> _Problem requirements_
Each record below must be retyped exactly, with nothing left out.

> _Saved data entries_
------------------------------

PR #39, opened 2015-10-13
Dynamic User Type

jleandroperez:
#### Description:
This Pull Request moves over internal private strings, used to indicate the User Type, to a public property.

This will allow us to update the Username Strings for Simplenote, so that we don't have an awful namespaces collision.

@astralbodies i'd be more than happy to change / update anything you say!.

Needs Review: @astralbodies 
Thanks in advance!

### DIFF
--- a/Automattic-Tracks-iOS/TracksService.h
+++ b/Automattic-Tracks-iOS/TracksService.h
@@ -12,6 +12,8 @@ extern NSString *const TrackServiceDidSendQueuedEventsNotification;
 @property (nonatomic, strong) TracksServiceRemote *remote;
 
 @property (nonatomic, copy) NSString *eventNamePrefix;
+@property (nonatomic, copy) NSString *anonymousUserType;
+@property (nonatomic, copy) NSString *authenticatedUserType;
 
 @property (nonatomic, assign) NSTimeInterval queueSendInterval;
 @property (nonatomic, readonly) NSUInteger queuedEventCount;
--- a/Automattic-Tracks-iOS/TracksService.h
+++ b/Automattic-Tracks-iOS/TracksService.h
@@ -12,8 +12,8 @@ extern NSString *const TrackServiceDidSendQueuedEventsNotification;
 @property (nonatomic, strong) TracksServiceRemote *remote;
 
 @property (nonatomic, copy) NSString *eventNamePrefix;
-@property (nonatomic, copy) NSString *anonymousUserType;
-@property (nonatomic, copy) NSString *authenticatedUserType;
+@property (nonatomic, copy) NSString *anonymousUserTypeKey;
+@property (nonatomic, copy) NSString *authenticatedUserTypeKey;
 
 @property (nonatomic, assign) NSTimeInterval queueSendInterval;
 @property (nonatomic, readonly) NSUInteger queuedEventCount;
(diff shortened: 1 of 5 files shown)


Automattic-Tracks-iOS/TracksService.m
```diff
@@ -116,7 +118,7 @@ - (void)trackEventName:(NSString *)eventName withCustomProperties:(NSDictionary
                                               username:self.username
                                                 userID:self.userID
                                              userAgent:self.userAgent
-                                              userType:self.isAnonymous ? TracksEventUserTypeAnonymous : TracksEventUserTypeWordPressCom
+                                              userType:self.isAnonymous ? TracksEventUserTypeAnonymous : TracksEventUserTypeAuthenticated
```
astralbodies: Should this be:
```objc
userType:self.isAnonymous ? self.anonymousUserType : self.authenticatedUserType;
```

Automattic-Tracks-iOS/TracksService.h
```diff
@@ -12,6 +12,8 @@ extern NSString *const TrackServiceDidSendQueuedEventsNotification;
 @property (nonatomic, strong) TracksServiceRemote *remote;
 
 @property (nonatomic, copy) NSString *eventNamePrefix;
+@property (nonatomic, copy) NSString *anonymousUserType;
+@property (nonatomic, copy) NSString *authenticatedUserType;
```
astralbodies: I think these property names aren't clear enough as to what they are. Maybe `anonymousUserTypeKey` and `authenticatedUserTypeKey`?

jleandroperez: Updating, thanks!

Automattic-Tracks-iOS/TracksService.m
jleandroperez: userType parameter is an NSInteger. That gets converted, down the line, into a NSString (by means of the new two properties!)

jleandroperez:
@astralbodies ready for a second look! thank you sir!

Automattic-Tracks-iOS/TracksService.m
astralbodies: Whoops I was getting confused with the string constants defined above. Derp.

astralbodies:
:shipit:

jleandroperez:
Thanks Aaron!

Automattic-Tracks-iOS/TracksService.m
```diff
@@ -54,7 +54,7 @@ @interface TracksService ()
 NSString *const TracksUsernameKey = @"_ul";
 
 NSString *const TracksUserTypeAnonymous = @"anon";
-NSString *const TracksUserTypeWPCOM = @"wpcom:user_id";
+NSString *const TracksUserTypeAuthenticated = @"wpcom:user_id";
```
daniloercoli: Is this new const string going to be used when tracking events for simplenote authenticated user? If so, there is a problem with it. We still need to decide which string will represent the Simplenote user on the server side.

astralbodies: The Simplenote app will set the `authenticatedUserTypeKey` parameter with something pre-determined, much like how `eventNamePrefix` works to override `wpios`.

------------------------------

> _Exercise answer_
PR #39, opened 2015-10-13
Dynamic User Type

jleandroperez:
#### Description:
This Pull Request moves over internal private strings, used to indicate the User Type, to a public property.

This will allow us to update the Username Strings for Simplenote, so that we don't have an awful namespaces collision.

@astralbodies i'd be more than happy to change / update anything you say!.

Needs Review: @astralbodies 
Thanks in advance!

### DIFF
--- a/Automattic-Tracks-iOS/TracksService.h
+++ b/Automattic-Tracks-iOS/TracksService.h
@@ -12,6 +12,8 @@ extern NSString *const TrackServiceDidSendQueuedEventsNotification;
 @property (nonatomic, strong) TracksServiceRemote *remote;
 
 @property (nonatomic, copy) NSString *eventNamePrefix;
+@property (nonatomic, copy) NSString *anonymousUserType;
+@property (nonatomic, copy) NSString *authenticatedUserType;
 
 @property (nonatomic, assign) NSTimeInterval queueSendInterval;
 @property (nonatomic, readonly) NSUInteger queuedEventCount;
--- a/Automattic-Tracks-iOS/TracksService.h
+++ b/Automattic-Tracks-iOS/TracksService.h
@@ -12,8 +12,8 @@ extern NSString *const TrackServiceDidSendQueuedEventsNotification;
 @property (nonatomic, strong) TracksServiceRemote *remote;
 
 @property (nonatomic, copy) NSString *eventNamePrefix;
-@property (nonatomic, copy) NSString *anonymousUserType;
-@property (nonatomic, copy) NSString *authenticatedUserType;
+@property (nonatomic, copy) NSString *anonymousUserTypeKey;
+@property (nonatomic, copy) NSString *authenticatedUserTypeKey;
 
 @property (nonatomic, assign) NSTimeInterval queueSendInterval;
 @property (nonatomic, readonly) NSUInteger queuedEventCount;
(diff shortened: 1 of 5 files shown)


Automattic-Tracks-iOS/TracksService.m
```diff
@@ -116,7 +118,7 @@ - (void)trackEventName:(NSString *)eventName withCustomProperties:(NSDictionary
                                               username:self.username
                                                 userID:self.userID
                                              userAgent:self.userAgent
-                                              userType:self.isAnonymous ? TracksEventUserTypeAnonymous : TracksEventUserTypeWordPressCom
+                                              userType:self.isAnonymous ? TracksEventUserTypeAnonymous : TracksEventUserTypeAuthenticated
```
astralbodies: Should this be:
```objc
userType:self.isAnonymous ? self.anonymousUserType : self.authenticatedUserType;
```

Automattic-Tracks-iOS/TracksService.h
```diff
@@ -12,6 +12,8 @@ extern NSString *const TrackServiceDidSendQueuedEventsNotification;
 @property (nonatomic, strong) TracksServiceRemote *remote;
 
 @property (nonatomic, copy) NSString *eventNamePrefix;
+@property (nonatomic, copy) NSString *anonymousUserType;
+@property (nonatomic, copy) NSString *authenticatedUserType;
```
astralbodies: I think these property names aren't clear enough as to what they are. Maybe `anonymousUserTypeKey` and `authenticatedUserTypeKey`?

jleandroperez: Updating, thanks!

Automattic-Tracks-iOS/TracksService.m
jleandroperez: userType parameter is an NSInteger. That gets converted, down the line, into a NSString (by means of the new two properties!)

jleandroperez:
@astralbodies ready for a second look! thank you sir!

Automattic-Tracks-iOS/TracksService.m
astralbodies: Whoops I was getting confused with the string constants defined above. Derp.

astralbodies:
:shipit:

jleandroperez:
Thanks Aaron!

Automattic-Tracks-iOS/TracksService.m
```diff
@@ -54,7 +54,7 @@ @interface TracksService ()
 NSString *const TracksUsernameKey = @"_ul";
 
 NSString *const TracksUserTypeAnonymous = @"anon";
-NSString *const TracksUserTypeWPCOM = @"wpcom:user_id";
+NSString *const TracksUserTypeAuthenticated = @"wpcom:user_id";
```
daniloercoli: Is this new const string going to be used when tracking events for simplenote authenticated user? If so, there is a problem with it. We still need to decide which string will represent the Simplenote user on the server side.

astralbodies: The Simplenote app will set the `authenticatedUserTypeKey` parameter with something pre-determined, much like how `eventNamePrefix` works to override `wpios`.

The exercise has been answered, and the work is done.